Huh ??? Which patch ??? I don't even know what you are speaking about !!!

My only concern is to avoid having new bugs introduced in the viewer. I DID use your patch in the Cool SL Viewer for some time, but I HAD to remove it after I found out that it did induce troubles.

I ALWAYS have been enthusiastic when it deals with including more bug fixes and speed optimizations in the Cool SL Viewer, and I DO use some of your patches in it.

I NEVER exclude someone's work on the pretext this someone would have argued against my own work at one point or another.

So, please, stop assuming things and being paranoid, and judge exclusively on FACTS.

> I can't comment about your bug that takes 5 hours to appear,

I said that it SOMETIMES takes as much time to appear, because it happened once to me (after I made a test release of the Cool SL Viewer, trying this patch for the fourth time in a new release). But most of the time, it will trigger after just one or two hours at most (I did use two different test releases for a full week with your patch, and I ALWAYS could reproduce the bug).

So, please stop denying FACTS.

> except to say that it is awfully convenient that such a hard-to-reproduce bug should arise,
> since it is obvious that your intentions here exceed mere technical problems with the patch.

And AGAIN you are assuming things (and calling me a liar !!!). See above for my only
concern (avoiding bugs !).

> As was pointed out above, there was an error in methodology, it is actually more like the wind
> noise taking about 2.5%, reduced to 0.5%. The exaggeration in percentage came because
> I was excluding time in external libs during the first profile. This error was later corrected and
> I said that it's more like 2% CPU saved.

Sorry, I did not re-read the whole thread. I was merely replying to Tofu's comment which I received
as an email. So yes, my fault, but next time, please consider editing the description of the bug if it
contains errors, as this is what people will base their comments on in the first place.

> It is still a worthy percentage of CPU time saved, 2% is nothing to sneeze at.

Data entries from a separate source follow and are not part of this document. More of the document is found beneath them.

PR #1809, opened 2026-01-10
Move plover.machine.keymap documentation to docstring

user202729:
**Note**: this needs some discussion!

The problem: do we want to have documentation in a separate `.md` file (i.e. the status quo), or do we want it in the docstrings?

In both cases, the rendered documentation looks exactly the same (*). The considerations are:

- Developers preference. I prefer docstrings because
    - Documentation ought to be close to the source, otherwise it is easy to make code changes and forget to update the documentation.
    - When I use `ctags`, I go to the function definition directly, it would be extra work to lookup the documentation  at a separate place.
- Dependency. Doing this requires `sphinx-autodoc`.
- If we do this, we need to either
    - use reStructuredText instead of Markdown (what this pull request does),  or
    - Implement a solution in https://stackoverflow.com/questions/56062402/force-sphinx-to-interpret-markdown-in-python-docstrings-instead-of-restructuredt.

(*): there are some differences.

- One is `KeysView` (but reading the source code, I believe it is indeed returning a `KeysView` instead of a `list` i.e. the work in this PR already uncovers a small inaccuracy in the documentation)
- the other is ordering of members changed slightly compared to previous version, but this is trivial to fix by reordering them in the source code.

(**): After the change to Google style, some of the documentation formatting are changed slightly. Probably for the better.

### Pull Request Checklist
- [ ] Changes have tests

### DIFF
--- a/doc/conf.py
+++ b/doc/conf.py
@@ -18,6 +18,7 @@ extensions = [
     "sphinx_plover",
     "myst_parser",
     "sphinx.ext.autodoc",
+    "sphinx.ext.napoleon",
     "sphinx.ext.todo",
 ]
 
--- a/plover/machine/keymap.py
+++ b/plover/machine/keymap.py
@@ -22,24 +22,18 @@ from plover import log
 
 class Keymap:
     """
-    .. attribute:: keys
-       :type: List[str]
+    Args:
+        keys: A list of possible keys on the physical machine. For a serial steno
+            protocol like TX Bolt, this would be the steno keys themselves
+            (``S-``, ``T-``, etc.); for the keyboard, this would be keyboard keys
+            (``q``, ``w``, etc.).
+        actions: A list of possible actions in the steno system.
 
-       A list of possible keys on the physical machine. For a serial steno
-       protocol like TX Bolt, this would be the steno keys themselves
-       (``S-``, ``T-``, etc.); for the keyboard, this would be keyboard keys
-       (``q``, ``w``, etc.).
-
-    .. attribute:: actions
-       :type: List[str]
-
-       A list of possible actions in the steno system.
-
-       In addition to the steno keys in the current system (see
-       :attr:`system.KEYS<plover.system.KEYS>` for more information),
-       the actions may include ``no-op``, a special action that does nothing,
-       and ``arpeggiate``, a special action for arpeggiate mode that is only
-       available if the current machine is a keyboard.
+            In addition to the steno keys in the current system (see
+            :attr:`system.KEYS<plover.system.KEYS>` for more information),
+            the actions may include ``no-op``, a special action that does nothing,
+            and ``arpeggiate``, a special action for arpeggiate mode that is only
+            available if the current machine is a keyboard.
     """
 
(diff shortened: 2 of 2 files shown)


mkrnr:
I really like this approach! This makes it way more likely that the documentation stays in sync with the code.

I've seen [sphinx-autodoc2](https://sphinx-autodoc2.readthedocs.io/en/latest/) which would support markdown but seems like it's not maintained.

We could use the [napoleon](https://www.sphinx-doc.org/en/master/usage/extensions/napoleon.html#module-sphinx.ext.napoleon) extension to go for NumPy or Google style docstrings?

user202729:
Okay good.

Do you have any preference with respect to the 2 points you raised?

I don't think argument formatting matters too much, especially because with type annotations and variable names, almost all of them should be self-documenting. But can't hurt to have either, especially since napoleon is built-in in sphinx so no additional dependency needed. (Google style looks cleaner than Numpy style to me.)

If no changes needed, we can start with merging this first, then move the remaining documentation later in subsequent pull requests.

mkrnr:
I'd also go for Google style for the same reason.

Would it be much work to already add napoleon with this PR and reformat the keymap file to the Google style? Then we don't have to touch it a second time.

user202729:
Done.

Caveat: in some functions such as `get_keys()`, the docstring is "Return (something)." Instead of "Return:(line break)something." In this specific case I think there's no point using the latter, and there's especially no point having both.

I also change `keys` from attr to args, which necessitate a change to the reference.

mkrnr (approved):
Great work, thanks a lot! Looking forward to expanding this to other files.

As always, feel free to merge when ready.

user202729:
I'm looking at a few other files. One issue I have with napoleon is that it renders as the following. (Open issue: https://github.com/sphinx-doc/sphinx/issues/7582)

bad:

image

instead of

good:

image

this is because of the generated RST:

```
# good:
.. attribute:: attach
   :type: bool

   Whether to delete the space before the translation when the
   initial stroke is translated.

# bad:
.. attribute:: capitalize

   Whether to capitalize the translation when the initial
   stroke is translated.

   :type: bool
```

What's your opinion on how to deal with this?

- use raw RST instead of Napoleon for attributes (looks slightly uglier in source code, but actually I don't mind, the difference isn't large enough)
- fix it upstream and wait for a few months (most reliable but may takes forever)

It is when it introduces a new bug... or at least this is how I see things. This said, with some more
work on the patch (you could, for example, consider doing all the arithmetic with integers, which
would speed up the whole thing and avoid possible overflows in the existing casts), I'm pretty
sure you could squash that nasty bug and make the patch very worth an inclusion in the viewer.

Henri.


Khyota Wulluf added a comment - 18/Dec/08 02:58 PM
/me gives this a nudge. Anyone still workin on it?

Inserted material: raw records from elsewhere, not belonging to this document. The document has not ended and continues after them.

PR #1814, opened 2026-01-18
Move more documentation to docstring

user202729:
## Summary of changes

Follow-up on https://github.com/opensteno/plover/pull/1809

One issue is discussed in the linked pull request above. The conclusion is to stick to Google docstring style, even though the rendered documentation looks slightly worse

image

another issue is that there's a section (all configuration parameters), should it be

- left as Markdown (which is actually possible with some `{eval-rst}`
- convert to rst (current option)
- move to Python file as class docstring

### Pull Request Checklist
- [ ] Changes have tests

### DIFF
--- a/doc/api/engine.rst
+++ b/doc/api/engine.rst
@@ -6,61 +6,61 @@
 
 .. autoclass:: plover.engine.StenoEngine
 
-   .. automethod:: plover.engine.StenoEngine._in_engine_thread
+   .. automethod:: _in_engine_thread
 
-   .. automethod:: plover.engine.StenoEngine.start
+   .. automethod:: start
 
-   .. automethod:: plover.engine.StenoEngine.quit
+   .. automethod:: quit
 
-   .. automethod:: plover.engine.StenoEngine.restart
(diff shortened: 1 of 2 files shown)


user202729:
there's also the method of `napoleon_use_ivar = True` which leads to slightly different rendering. Not sure what's the preference here. (suggested in https://github.com/sphinx-doc/sphinx/issues/7582)

there are https://github.com/sphinx-doc/sphinx/pull/7583 which already make the change, but it causes https://github.com/sphinx-doc/sphinx/issues/7808 , so it gets reverted.

I guess if `napoleon_use_ivar = True` looks good enough then we can go with that.

user202729:
plover.engine moved. This one suffers particularly badly from the attribute issue.

`napoleon_use_ivar = True` would have looked like this.

image

Not sure what to feel about this.

------

Also, for some of the `namedtuple`s, explicitly assigning the docstring to `__doc__` is unnecessary (you can just write it as a docstring right after the variable), but apparently not assigning will make the default value of the fields disappear. No idea why.

PR #1815, opened 2026-01-19
Add selection list for Keyboard selection when on Linux in uinput

### LINKED ISSUE #1767: Logitech MX Master mouse is stuck when upgrading Plover from 4 to 5
**Describe the bug**

When starting Plover using machine keyboard the mouse input freezes and cannot be used (no clicking, scrolling, pointing) unless the keyboard is disconnected physically. Regardless of whether the output in Plover is disabled or enabled.

This happens on Hyprland using the latest 5.0.0 appimage, the rc1 and dev appimage are both also effected. Connecting the mx master mouse via bluetooth or dongle both freeze. Connecting a USB dumb mouse works fine.

**To Reproduce**

1. Run plover through command-line.
2. Attempt to move mouse and observe it is stuck.
3. Unplug keyboard
4. Mouse is no longer stuck, plover should error saying keyboard capture error, no such device.

**Expected behavior**

Mouse should not be stuck.

**Screenshots**
N/A

**Operating system**

 - OS: Linux
 - Plover Version 5.0.0

**Hardware**

Standard USB keyboard, logitech MX master mouse via dongle and bluetooth.

Edit: This issue was recreated on both Hyprland (wayland) and i3 (X11).

NijeboerFrank:
## Summary of changes

Add a Regex field which can be used to filter some keyboards. This prevents e.g. the situation where a mouse with a Logitech Unifying receiver is incorrectly captured on Linux in Wayland (that was bothering me). 

I currently don't have access to other operating systems, so this PR only works for the uinput keyboard capture.

 I will try to add some tests later. I'm also not very familiar with qt, so all feedback is appreciated.

Closes #1767 

### Pull Request Checklist
- [x] Changes have tests


NijeboerFrank:
In my case, I would add `^(?!Logitech)` to the Keyboard Regex field to exclude the unifying receiver with my mouse from being captured by Plover.

mkrnr:
Thanks a lot @NijeboerFrank for working on this!

I now approved the GitHub actions run. Some tests will need the new parameter to be included.

Regarding the GUI: It would be good to make it more clear that this option is Linux only. Adding this to the tooltip is probably not enough because most people don't read that. You could either add "Linux only" to the option name or, even better, only show this option on Linux. See `config_window.py`:
```
        if PLATFORM != "linux":
            # Keyboard layout is only relevant on Linux
            keyboard_layout_option = option_by_name.get("keyboard_layout")
            if keyboard_layout_option is not None:
                keyboard_layout_option.label.hide()
                keyboard_layout_option.widget.hide()
```

NijeboerFrank:
Thanks for the tips @mkrnr! I'm trying to find some time this week to fix the tests and improve the GUI.

user202729:
I've a more fancy UI suggestion in https://github.com/opensteno/plover/issues/1187#issuecomment-1908992553 (in my case it was for X implementation), but haven't found the time to properly integrate and upstream it. Having just a regex field works too (kind of).

only for Linux uinput though. Having it silently do nothing might not be such a good idea.

For the specific issue https://github.com/opensteno/plover/issues/1767:

In principle, uinput shouldn't be used when X is available, but maybe depends on certain environment variables it may not be correctly selected. Relying on the user to manually provide a regex is certainly a hack instead of a proper fix.

More proper fix would be

- Distinguish between keyboard and mouse, and don't capture mice (mouses?). I think it's possible for a device to show up as both a keyboard and a mouse, maybe this is the case here.
- More reliable way to see if X works.


------

@mkrnr actually I don't think hiding the option is a particularly good idea, might be better to gray it out (with a tooltip explaining why it's disabled on hover). Otherwise there may be some users who check a screenshot online, see the feature, not seeing it in their local install, and get confused.

NijeboerFrank:
@user202729 I was also thinking of something like that as well today. I could try to implement something like that to properly fix it, because I also think that the Regex version might be too hacky for non-technical users who run into this issue. I'm thinking of something like a dropdown _if_ I can get it working.

My initial reasoning for Regex was that if you leave the field empty it will just work as it did previously and it won't interfere with the current way that uinput works for the people that don't have similar issues as the one that I had.

NijeboerFrank:
I changed the implementation to a list selection. Currently you can only select 1 keyboard from the list, because I also don't really see the usecase for selecting multiple as @user202729 mentioned in [#118](https://github.com/opensteno/plover/issues/1187#issuecomment-1908992553). 

So now if you have the "Keyboard" option selected, you can select which Keyboard will be captured with uinput.

Let me know what you think, I'm happy to implement any feedback when I have the time.

user202729:
Actually, after thinking about it, a use case is if if you have multiple steno keyboards and may use one of them.

Anyway, I think the current implementation breaks the oslayer abstraction layer. Not to mention https://github.com/opensteno/plover/issues/1742 . And in X, you "need" the keyboard capture object to get the list of keyboards.

(up to @mkrnr what to do with it. On one hand there's the above, on the other hand there's the "the perfect is the enemy of the good" saying.)

NijeboerFrank:
@user202729 do you mean that you think that the implementation in this PR breaks the `oslayer` abstraction layer? Because I think I only changed the `keyboardcontrol_uinput.py` `KeyboardCapture` class. I didn't change anything in or related to `keyboardcontrol_x11` AFAIK. I also added if-statements around the parts so that this code is only carried out on Wayland and not X11. 

So if there's anything in this PR that needs fixing, let me know. 

In the future I can also try to get multi-selection working so that people with multiple steno keyboards can use both and if there's need for such a feature.

mkrnr:
@NijeboerFrank thanks again for your work on this!

I tested this on my Ubuntu laptop (wayland) with an external keyboard. Not sure why but non of the keyboards show up in the dropdown menu. Might be something about my setup though so I trust you if you tested it.

We can go ahead and merge this after you resolved the conflict in the `tox.ini`.

VasilisThePikachu:
image
I tested this PR myself and resolved the conflict because the author does not seem active on github anymore.

I can confirm it works on Arch Linux with kernel 7.0.0-rc7-3-cachyos-rc and KDE plasma 6.6.4 running on wayland (Although i did just notice it is picking up my headphones as a keyboard? hmmm)

I tried making a git patch for the conflict, but I am unsure if this will apply correctly so double check it, otherwise this is a very simple conflict it took me 2 mins to resolve it.

If you are unable to apply a patch for @NijeboerFrank behaf please either directly pull their changes into the branch or close this PR and let someone else reopen it.

[conflict.patch](https://github.com/user-attachments/files/27030814/conflict.patch)

mkrnr (dismissed):
Thanks @VasilisThePikachu for testing and for bumping this PR. I resolved the conflicts and updated the translation files.

mkrnr (approved):

Issue #1554, opened 2022-08-22
With space placement set to 'after output', trailing '/' characters blocks OK button in add translation window


Anodynous:
**Describe the bug**

With space placement set to "after output" a trailing '/' character is appended to the end of the outline, causing the OK-button to be grayed out. Manually deleting it enables the OK button making it possible to add the new translation. With spaces added before output the issue is not present.

**To Reproduce**

1. Set space placement to "after output" in configuration
2. Open the add translations GUI
3. Add stroke(s)
4. Add translation
5. Remove trailing '/' character from strokes outline in order to enable the OK-button 

**Expected behavior**

Translation is possible to add regardless of space placement without the need to remove the trailing stroke-separator character from the outline.

**Screenshots**

Trailing '/' character prevents adding translation:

Soft Linden added a comment - 18/Dec/08 03:28 PM
Nobody's working on it internally - it's sitting around but at lower priority than a lot of bug fixes.

If you're using it yourself and have good results with it (quality of sound and CPU performance wise), it would be helpful to hear.


Aimee Trescothick added a comment - 18/Dec/08 04:32 PM
Not forgotten, but needs reworking now OpenAL has gone in, it's on my list of 'Stuff'

Rob Linden added a comment - 05/Mar/09 10:22 AM
There's pretty substantial debate at Linden Lab about whether or not this represents a significant performance improvement. A number of people have done profiling and didn't see the current wind generation taking up significant CPU at all. What was the profiling methodology that led to the conclusion that this was a significant source of CPU usage?

Aeron Kohime added a comment - 07/Mar/09 05:01 AM
Whatever the case integer math is alot faster then floating point math on most cpu, and SL can use all the performance improvements it can get. (abiet if its less than 1% or so, it can probably wait however, compared to bigger more immediate problems).

Seg Baphomet added a comment - 07/Mar/09 04:07 PM
Christ, wrap the function in a test harness and benchmark old vs new. If it's faster, it's faster. Then merge it.

Soft Linden added a comment - 28/May/09 10:57 AM
Seg's suggestion is really what it would take to motivate this patch into the system.

Alternatively, pushing this into snowglobe for peer review would work just as well. It's certainly had no shortage of discussion.


Tofu Linden added a comment - 10/Sep/09 10:30 AM
I agree, wrap new and old versions in nice timers, please let us know.